PR #1892, opened 2020-10-28
Testing wetzel automated reference output.  DO NOT MERGE

emackey:
## DO NOT MERGE

This is simply to show the diff of what would happen if we took automated [wetzel](https://github.com/CesiumGS/wetzel) output and blindly used it as a replacement for the reference section.

**NOTE:** If there are functional differences between this and what's in the reference section, it may indicate a disparity between the main reference section and the JSON schemas.

The command-line used to generate this was:

```
$ bin/wetzel.js -l2 -a=cqo ../glTF/specification/2.0/schema/glTF.schema.json > ../wetzel_output/ref_2020-10-28.md
```

PR #1897, opened 2020-11-03
Manual cleanup to bring schema and reference into better alignment.

emackey:
This PR manually cleans up some minor discrepancies that have separated the JSON schema from the generated reference section over the years.

I'd like to merge this first, in advance of re-running the automated conversion.  Running the automated conversion will break old URL hash references into the Markdown version, but those will break anyway when we migrate to AsciiDoctor, so we can save that for a later PR and get it all done in one shot.

### DIFF
--- a/specification/2.0/schema/extras.schema.json
+++ b/specification/2.0/schema/extras.schema.json
@@ -1,5 +1,6 @@
 {
     "$schema": "http://json-schema.org/draft-04/schema",
     "title": "Extras",
-    "description": "Application-specific data."
+    "description": "Application-specific data.",
+    "gltf_detailedDescription": "Application-specific data. **Implementation Note:** Although extras may have any type, it is common for applications to store and access custom data as key/value pairs. As best practice, extras should be an Object rather than a primitive value for best portability."
 }
--- a/specification/2.0/schema/extras.schema.json
+++ b/specification/2.0/schema/extras.schema.json
@@ -2,5 +2,5 @@
     "$schema": "http://json-schema.org/draft-04/schema",
     "title": "Extras",
     "description": "Application-specific data.",
-    "gltf_detailedDescription": "Application-specific data. **Implementation Note:** Although extras may have any type, it is common for applications to store and access custom data as key/value pairs. As best practice, extras should be an Object rather than a primitive value for best portability."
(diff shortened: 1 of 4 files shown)


emackey:
The fixes here are in response to findings in #1892.

donmccurdy (approved):

donmccurdy:
Nothing objectionable here, I'd be glad to merge this sooner than later. Thanks!

emackey:
Worth noting that none of the text in the diffs here is "new".  The schema changes are all copied from the corresponding parts of the README reference section, and vice-versa, the reference changes here all come from the schema.  The only thing I did was try to figure out which one should overwrite the other in which cases.

specification/2.0/schema/extras.schema.json
```diff
@@ -1,5 +1,6 @@
 {
     "$schema": "http://json-schema.org/draft-04/schema",
     "title": "Extras",
-    "description": "Application-specific data."
+    "description": "Application-specific data.",
+    "gltf_detailedDescription": "Application-specific data. **Implementation Note:** Although extras may have any type, it is common for applications to store and access custom data as key/value pairs. As best practice, extras should be an Object rather than a primitive value for best portability."
```
lexaknyazev, line 5: Does `**Implementation Note:**` decoration look as expected in the generated Markdown?

emackey: No, and worse, it sprinkles itself all over the reference section.

Would it be OK if I add a new type here called `gltf_sectionDescription` ?  The "detailedDescription" one is only ever used on properties, not at the top level of a reference section like this.  I have a local 2-line change to wetzel that will kick it out in the correct place.

emackey: Here's the proposed change to wetzel: https://github.com/CesiumGS/wetzel/pull/42

lexaknyazev: Nothing prevents us from adding custom properties, so let's do it.

emackey: Done.

emackey:
Seems like no further objections.  I'm going to merge this, and then re-run the comparison in #1892.

PR #1899, opened 2020-11-06
Test new automated reference section

emackey:
This is a big one.  We probably don't want to merge this until the AsciiDoctor transition is ready to go.

Things that changed:

- Schema titles have changed.  It was not feasible for wetzel to parse what "Material PBR Metallic Roughness" meant in terms of the specific type name.  So types like this now have a title of `material.pbrMetallicRoughess` to match the type name.

- The reference section in README.md is the raw output from wetzel (see commit descriptions below).

- A temporary `REFERENCE.adoc` has been added, to show what the AsciiDoctor version of the reference output looks like.

Ultimately I do want to commit the schema title changes.  But the README changes will become obsolete in the move to AsciiDoctor, and the REFERENCE section will be a temporary file during the AsciiDoctor build process, not preserved in git.

### DIFF
--- a/specification/2.0/README.md
+++ b/specification/2.0/README.md
@@ -1653,29 +1653,29 @@ This chunk must be padded with trailing zeros (`0x00`) to satisfy alignment requ
 
 ## Objects
 * [`accessor`](#reference-accessor)
-   * [`sparse`](#reference-sparse)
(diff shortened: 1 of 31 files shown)


emackey:
Closing in favor of #1901.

══════════

_INSTRUCTIONS FOR THE TASK_:
Without skipping a line, retype the full listing.

_SOLVED PROBLEM_:
PR #1892, opened 2020-10-28
Testing wetzel automated reference output.  DO NOT MERGE

emackey:
## DO NOT MERGE

This is simply to show the diff of what would happen if we took automated [wetzel](https://github.com/CesiumGS/wetzel) output and blindly used it as a replacement for the reference section.

**NOTE:** If there are functional differences between this and what's in the reference section, it may indicate a disparity between the main reference section and the JSON schemas.

The command-line used to generate this was:

```
$ bin/wetzel.js -l2 -a=cqo ../glTF/specification/2.0/schema/glTF.schema.json > ../wetzel_output/ref_2020-10-28.md
```

PR #1897, opened 2020-11-03
Manual cleanup to bring schema and reference into better alignment.

emackey:
This PR manually cleans up some minor discrepancies that have separated the JSON schema from the generated reference section over the years.

I'd like to merge this first, in advance of re-running the automated conversion.  Running the automated conversion will break old URL hash references into the Markdown version, but those will break anyway when we migrate to AsciiDoctor, so we can save that for a later PR and get it all done in one shot.

### DIFF
--- a/specification/2.0/schema/extras.schema.json
+++ b/specification/2.0/schema/extras.schema.json
@@ -1,5 +1,6 @@
 {
     "$schema": "http://json-schema.org/draft-04/schema",
     "title": "Extras",
-    "description": "Application-specific data."
+    "description": "Application-specific data.",
+    "gltf_detailedDescription": "Application-specific data. **Implementation Note:** Although extras may have any type, it is common for applications to store and access custom data as key/value pairs. As best practice, extras should be an Object rather than a primitive value for best portability."
 }
--- a/specification/2.0/schema/extras.schema.json
+++ b/specification/2.0/schema/extras.schema.json
@@ -2,5 +2,5 @@
     "$schema": "http://json-schema.org/draft-04/schema",
     "title": "Extras",
     "description": "Application-specific data.",
-    "gltf_detailedDescription": "Application-specific data. **Implementation Note:** Although extras may have any type, it is common for applications to store and access custom data as key/value pairs. As best practice, extras should be an Object rather than a primitive value for best portability."
(diff shortened: 1 of 4 files shown)


emackey:
The fixes here are in response to findings in #1892.

donmccurdy (approved):

donmccurdy:
Nothing objectionable here, I'd be glad to merge this sooner than later. Thanks!

emackey:
Worth noting that none of the text in the diffs here is "new".  The schema changes are all copied from the corresponding parts of the README reference section, and vice-versa, the reference changes here all come from the schema.  The only thing I did was try to figure out which one should overwrite the other in which cases.

specification/2.0/schema/extras.schema.json
```diff
@@ -1,5 +1,6 @@
 {
     "$schema": "http://json-schema.org/draft-04/schema",
     "title": "Extras",
-    "description": "Application-specific data."
+    "description": "Application-specific data.",
+    "gltf_detailedDescription": "Application-specific data. **Implementation Note:** Although extras may have any type, it is common for applications to store and access custom data as key/value pairs. As best practice, extras should be an Object rather than a primitive value for best portability."
```
lexaknyazev, line 5: Does `**Implementation Note:**` decoration look as expected in the generated Markdown?

emackey: No, and worse, it sprinkles itself all over the reference section.

Would it be OK if I add a new type here called `gltf_sectionDescription` ?  The "detailedDescription" one is only ever used on properties, not at the top level of a reference section like this.  I have a local 2-line change to wetzel that will kick it out in the correct place.

emackey: Here's the proposed change to wetzel: https://github.com/CesiumGS/wetzel/pull/42

lexaknyazev: Nothing prevents us from adding custom properties, so let's do it.

emackey: Done.

emackey:
Seems like no further objections.  I'm going to merge this, and then re-run the comparison in #1892.

PR #1899, opened 2020-11-06
Test new automated reference section

emackey:
This is a big one.  We probably don't want to merge this until the AsciiDoctor transition is ready to go.

Things that changed:

- Schema titles have changed.  It was not feasible for wetzel to parse what "Material PBR Metallic Roughness" meant in terms of the specific type name.  So types like this now have a title of `material.pbrMetallicRoughess` to match the type name.

- The reference section in README.md is the raw output from wetzel (see commit descriptions below).

- A temporary `REFERENCE.adoc` has been added, to show what the AsciiDoctor version of the reference output looks like.

Ultimately I do want to commit the schema title changes.  But the README changes will become obsolete in the move to AsciiDoctor, and the REFERENCE section will be a temporary file during the AsciiDoctor build process, not preserved in git.

### DIFF
--- a/specification/2.0/README.md
+++ b/specification/2.0/README.md
@@ -1653,29 +1653,29 @@ This chunk must be padded with trailing zeros (`0x00`) to satisfy alignment requ
 
 ## Objects
 * [`accessor`](#reference-accessor)
-   * [`sparse`](#reference-sparse)
(diff shortened: 1 of 31 files shown)


emackey:
Closing in favor of #1901.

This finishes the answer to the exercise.